Дополнительная таблица 1: Пример выходных данных анализа плагина Ovocyte_nucleus. Анализируется то же ядро, что и на рисунке 4А. Тета (θ) — угол в градусах, а от t1 до t600 соответствует номеру кадра, который может быть преобразован во времени. Радиусы указаны в мкм. Пожалуйста, нажмите здесь, чтобы загрузить этот файл.

Дополнительная таблица 2: Образец электронной таблицы, используемой для расчета флуктуаций контура ядра. Анализируется то же ядро, что и на рисунке 4А. Тета (θ) — угол в градусах, а от t1 до t600 соответствует номеру кадра, который может быть преобразован во времени. Вкладка Необработанные и средние: радиусы указаны в мкм. Tab r-R: Расстояния r-R указаны в мкм. Таблица (r-R)2: Значения флуктуаций указаны вмкм2. Вкладки x и y соответствуют декартовым координатам радиусов из вкладки Raw и average. Они позволяют нарисовать среднюю форму ядра с течением времени на вкладке средней формы. Пожалуйста, нажмите здесь, чтобы загрузить этот файл.

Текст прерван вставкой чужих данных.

Issue #2597, opened 2023-05-18
Java (char *STRING, size_t LENGTH)


erezgeva:
Hi,
@wsfulton

Looking on [java.swg](https://github.com/swig/swig/blob/master/Lib/java/java.swg)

Дополнительная таблица 3: Пример вывода анализа плагина Radioak. Анализируется та же капля, что и на рисунке 5A. Показаны измеренные радиусы в различных временных точках и углах. Радиусы указаны в мкм. Пожалуйста, нажмите здесь, чтобы загрузить этот файл.

Дополнительная таблица 4: Образец электронной таблицы, используемой для расчета флуктуаций поверхности ядерных капель. Анализируется та же капля, что и на рисунке 5A. Тета (θ) — угол в градусах, а от t1 до t600 соответствует номеру кадра, который может быть преобразован во времени. Вкладка Необработанные и средние: радиусы указаны в мкм. Tab r-R: Расстояния r-R указаны в мкм. Таблица (r-R)2: Значения флуктуаций указаны вмкм2. Вкладки x и y соответствуют декартовым координатам радиусов из вкладки Raw и average. Пожалуйста, нажмите здесь, чтобы загрузить этот файл.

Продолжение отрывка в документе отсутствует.